You are designing a canary deployment strategy for a critical payment service in a microservices architecture. Walk me through the process and what metrics you would watch.
You are designing a canary deployment strategy for a critical payment service in a microservices architecture. Walk me through the process and what metrics you would watch.
- Canary deployment routes a small percentage of production traffic (typically 1-5% to start) to the new version while the rest continues hitting the old version. The goal is to detect problems with real production traffic before they affect all users. For a payment service, this is especially critical because a bad deploy directly impacts revenue.
- The process: (1) Deploy the new version alongside the old version (do not replace). (2) Configure the traffic router (service mesh, API gateway, or Kubernetes Ingress) to send 1% of traffic to the canary. (3) Monitor key metrics for a bake period (15-30 minutes minimum for a payment service). (4) If metrics are healthy, gradually increase to 5%, 10%, 25%, 50%, 100%. (5) If any metric breaches the threshold, automatically roll back by routing 100% to the old version.
- The metrics for a payment service specifically: (a) Error rate — compare the canary’s 5xx rate to the baseline. If the canary is 2x higher, roll back. (b) Latency — compare p50, p95, and p99 latency. A jump in p99 from 200ms to 800ms signals a problem even if p50 looks fine. (c) Business metrics — payment success rate is the most important. If the canary’s payment success rate drops from 98.5% to 96%, that is a revenue-impacting regression even if there are zero 5xx errors (the failure might be in the payment gateway integration, returning a 200 with an error payload). (d) Downstream health — is the canary causing increased errors in downstream services like fraud detection?
- The subtlety most people miss: statistical significance.

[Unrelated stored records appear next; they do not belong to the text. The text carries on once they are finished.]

Issue #583, opened 2019-01-31
`python3 utils/checkdb.py --db-root database/artix7` broken?


mithro:
With the latest database it seems like `utils/checkdb.py` is broken (or now takes a *very* long time).

litghost:
Is this still an issue?

acomodi:
I am looking at this issue. It seems that it takes infinite time because it iterates over all the tiles (`~18000` entries). I have checked it and it should never end up in an infinite loop. I am trying to see if it can be somehow optimized

acomodi:
This can be closed thanks to https://github.com/SymbiFlow/prjxray/pull/631

Issue #575, opened 2019-01-29
Check out of bound bits


acomodi:
There are some bits which happen to be out-of-bound, specifically for what regards the zynq7 db. There should be an additional control that checks whether there are some out of bound bits.

For example:
`INT_L.FAN_ALT0.LOGIC_OUTS_L22 !22_00 !23_00 !25_00 21_00 24_00 30_45` 

INT tiles have no more than 28 frames, and the last bit is clearly out of bound.

litghost:
#574 should prevent this from happening, but check db should also be augmented to detect it.

PR #631, opened 2019-02-08
checkdb: optimized script and added out-of-bound check

acomodi:
This PR is to solve two issues:

- https://github.com/SymbiFlow/prjxray/issues/583: I have noticed that all the tiles are being checked. I have also seen that all the tiles with the same `tile_type` share the same bits, making it highly time consuming if there is the need to check every single one of them. This way the script is much faster, but I am not sure it is the best solution, because maybe some tiles of the same type have differences.
- https://github.com/SymbiFlow/prjxray/issues/575: during the extraction of the bits there is an assertion that checks whether the bit is consistent with the `frames` number of the tile.

### DIFF
--- a/prjxray/util.py
+++ b/prjxray/util.py
@@ -1,7 +1,6 @@
 import os
 import re
 from .roi import Roi
-from prjxray.grid import BlockType
 
 
 def get_db_root():
@@ -198,8 +197,8 @@ def gen_tile_bits(tile_segbits, tile, strict=False, verbose=False):
             for bit in tile_segbits[block_type][tag]:
                 # 31_06
                 word_column, word_bit, isset = bit
-                assert word_column <= frames, "ERROR: bit out of bound --> word_column = %s; frames = %s" % (
-                    word_column, frames)
+                assert word_column <= frames, "ERROR: bit out of bound --> tag: %s; word_column = %s; frames = %s" % (
+                    tag, word_column, frames)
                 yield word_column + baseaddr, word_bit + bitbase, tag
 
 
--- a/prjxray/util.py
+++ b/prjxray/util.py
@@ -3,6 +3,7 @@ import re
 from .roi import Roi
 from prjxray.grid import BlockType
 
+
 def get_db_root():
     # Used during tilegrid db bootstrap
     ret = os.getenv("XRAY_DATABASE_ROOT", None)
@@ -184,7 +185,8 @@ def gen_tile_bits(tile_segbits, tile, strict=False, verbose=False):
     '''
 
     for block_type in tile_segbits:
-        assert block_type.value in tile["bits"], "block type %s is not present in current tile" % block_type.value
+        assert block_type.value in tile[
+            "bits"], "block type %s is not present in current tile" % block_type.value
 
         block = tile["bits"][block_type.value]
 
@@ -196,7 +198,8 @@ def gen_tile_bits(tile_segbits, tile, strict=False, verbose=False):
             for bit in tile_segbits[block_type][tag]:
                 # 31_06
                 word_column, word_bit, isset = bit
-                assert word_column <= frames, "ERROR: bit out of bound --> word_column = %s; frames = %s" % (word_column, frames)
+                assert word_column <= frames, "ERROR: bit out of bound --> word_column = %s; frames = %s" % (
+                    word_column, frames)
                 yield word_column + baseaddr, word_bit + bitbase, tag
 
 
--- a/prjxray/util.py
+++ b/prjxray/util.py
@@ -172,42 +172,24 @@ def addr2btype(base_addr):
     return block_type_i2s[block_type_i]
 
 
-def gen_tile_bits(db_root, tilej, strict=False, verbose=False):
+def gen_tile_bits(db_file, tilej, strict=False, verbose=False):
     '''
-    For given tile yield
+    For given tile and corresponding db_file structure yield
     (absolute address, absolute FDRI bit offset, tag)
 
-    For each address space
-    Find applicable files
-    For each tag bit in those files, calculate absolute address and bit offsets
+    db_file:
+    {'<block_type_1>': [<bit lines>], '<block_type_2>': [<bit lines>], ...}
 
-    Sample file names:
-    segbits_clbll_l.db
-    segbits_int_l.db
-    segbits_bram_l.block_ram.db
+    For each tag bit in the corresponding block_type entry, calculate absolute address and bit offsets
     '''
     for block_type, blockj in tilej["bits"].items():
+        assert block_type in db_file, "Block type is not in current tile"
+
         baseaddr = int(blockj["baseaddr"], 0)
         bitbase = 32 * blockj["offset"]
         frames = tilej["bits"][block_type]["frames"]
 
-        if block_type == "CLB_IO_CLK":
-            fn = "%s/segbits_%s.db" % (db_root, tilej["type"].lower())
-        else:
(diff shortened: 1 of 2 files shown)


utils/checkdb.py
```diff
@@ -64,6 +64,7 @@ def check_tile_overlap(db, db_root, strict=False, verbose=False):
     Throw an exception if two tiles share an address
     '''
     mall = dict()
+    tiles_type_done = set()
```
litghost: This will not work because it doesn't account for tile type mixes.  Instead consider another algorithm.  Examples that are immediately obvious:

- Why does make_tile_mask take a db_root directory?  This implies that it is not using the same prjxray.db.Database or prjxray.grid.Grid object, implying that json and db files are loaded repeatedly
- Can make_tile_mask be split into two parts, one that is tile type specific (e.g. do it once) and then is specialized for differennt tile base addresses and word offsets.?

acomodi: Yeah, that was my concern. Anyway okay, I will investigate and see if I can better optimize the script.

utils/checkdb.py
```diff
@@ -64,35 +91,47 @@ def check_tile_overlap(db, db_root, strict=False, verbose=False):
...
-        # for tile_name, tilej in subtiles(["CLBLL_L_X14Y112", "INT_L_X14Y112"]):
+        tile_type = tilej["type"]
+
+        if tile_type not in tiles_type_done:
+            db_files = parsedb_file(db_root, db_files, tilej)
+            tiles_type_done.add(tile_type)
+
+        if tile_type not in mall:
+            verbose and print("Adding tile type: %s" % tile_type)
+            mall[tile_type] = {}
```
litghost: Why not just use prjxray.db.Database and prjxray.grid.Grid?  Why rewrite the parsing code?

acomodi: Done, now the script uses the libraries.

acomodi:
I discovered that the comparison between the already checked `tiles` and the new ones was the bottleneck of the script. By modifying the comparison mechanism it should take much less now

prjxray/util.py
```diff
@@ -172,43 +172,34 @@ def addr2btype(base_addr):
...
-        elif not os.path.exists(fn):
-            continue
-
-        for line, (tag, bits, mode) in parse_db_lines(fn):
-            assert mode is None
-            for bitstr in bits:
+
+    for block_type in tile_segbits:
+        assert block_type.value in tile[
+            "bits"], "block type %s is not present in current tile" % block_type.value
```
litghost: Get rid of .value for block_type, not required.

prjxray/util.py
```diff
@@ -172,43 +172,34 @@ def addr2btype(base_addr):
...
+        baseaddr = int(block["baseaddr"], 0)
+        bitbase = 32 * block["offset"]
+        frames = block["frames"]
+
+        for tag in tile_segbits[block_type]:
+            for bit in tile_segbits[block_type][tag]:
                 # 31_06
-                _bit_inv, (bit_addroff, bit_bitoff) = parse_tagbit(bitstr)
-                yield (baseaddr + bit_addroff, bitbase + bit_bitoff, tag)
+                word_column, word_bit, isset = bit
```
litghost: Please used the named fields rather than expanding the tuple

prjxray/util.py
```diff
@@ -172,43 +172,34 @@ def addr2btype(base_addr):
     return block_type_i2s[block_type_i]
 
 
-def gen_tile_bits(db_root, tilej, strict=False, verbose=False):
+def gen_tile_bits(tile_segbits, tile, strict=False, verbose=False):
```
litghost: Move gen_tile_bits out of prjxray/util.py, it is only used by checkdb.py

prjxray/util.py
acomodi: Actually I think it is necessary, the block type in tile_segbits comes from an `enum`. If i do not get its value, this error will be produced.
 
```
  File "utils/checkdb.py", line 159, in <module>
    main()
  File "utils/checkdb.py", line 155, in main
    run(args.db_root, strict=args.strict, verbose=args.verbose)
  File "utils/checkdb.py", line 141, in run
    check_tile_overlap(db, db_root, strict=strict, verbose=verbose)
  File "utils/checkdb.py", line 96, in check_tile_overlap
    verbose=verbose)
  File "utils/checkdb.py", line 34, in make_tile_mask
    tile_segbits, tilej, strict=strict, verbose=verbose):
  File "/home/alessandro/projects/symbiflow/tmp/prjxray/env/lib/python3.6/site-packages/prjxray/util.py", line 188, in gen_tile_bits
    "bits"], "block type %s is not present in current tile" % block_type
AssertionError: block type BlockType.CLB_IO_CLK is not present in current tile
```

prjxray/util.py
acomodi: Ok, makes sense

utils/checkdb.py
```diff
@@ -64,35 +65,57 @@ def check_tile_overlap(db, db_root, strict=False, verbose=False):
...
+    tiles_type_done = dict()
+    tile_segbits = dict()
 
     tiles_checked = 0
 
-    def subtiles(tile_names):
-        for tile_name in tile_names:
-            yield tile_name, db.tilegrid[tile_name]
-
     for tile_name, tilej in db.tilegrid.items():
```
litghost: Use db.grid() rather than directly use the underlying data.

prjxray/util.py
litghost: Ya, that's because you are using the wrong data structure here.  Rather than using the tile, get it from Grid.gridinfo_at_tilename()

utils/checkdb.py
acomodi: Done

prjxray/util.py
acomodi: Done

prjxray/util.py
acomodi: Done

utils/checkdb.py
```diff
@@ -17,7 +17,35 @@
 import glob
 
 
-def make_tile_mask(db_root, tile_name, tilej, strict=False, verbose=False):
+def gen_tile_bits(tile_segbits, tile_bits, strict=False, verbose=False):
+    '''
```
litghost: These arguments are not used?

utils/checkdb.py
```diff
@@ -17,7 +17,35 @@
...
+                word_column = bit.word_column
+                word_bit = bit.word_bit
+                assert word_column <= frames, "ERROR: bit out of bound --> tag: %s; word_column = %s; frames = %s" % (
+                    tag, word_column, frames)
+                yield word_column + baseaddr, word_bit + bitbase, tag
+
+
+def make_tile_mask(
+        tile_segbits, tile_name, tile_bits, strict=False, verbose=False):
     '''
```
litghost: These arguments are not used (once gen_tile_bits doesn't take them)?

acomodi: you mean `strict` and `verbose`? If yes, yhey can actually be removed

litghost: Ya, sorry.  I keep expecting highlighting to show in the comment

utils/checkdb.py
```diff
@@ -64,35 +92,59 @@ def check_tile_overlap(db, db_root, strict=False, verbose=False):
     Throw an exception if two tiles share an address
```
litghost: check_tile_overlap no longer needs the db_root argument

At 1% traffic, you might see 50 requests per minute. A single failed request is a 2% error rate, but it could be noise. You need enough traffic volume for the comparison to be meaningful. For low-traffic services, you might need to run the canary for hours instead of minutes, or increase the initial percentage to 5-10%.
- For a payment service, I would also do a shadow/dark launch first: route duplicate traffic to the new version but do not use its responses. Compare the canary’s responses to the production version. This catches logic bugs without any customer impact.
- Your canary is at 5% traffic and the payment success rate drops by 0.3%. That is within normal variance for a 15-minute window but outside normal variance for a 1-hour window. Do you roll back immediately or wait? How do you decide?
- The canary version introduces a new database schema migration. How do you handle the fact that both the old version and the canary version need to work with the same database simultaneously?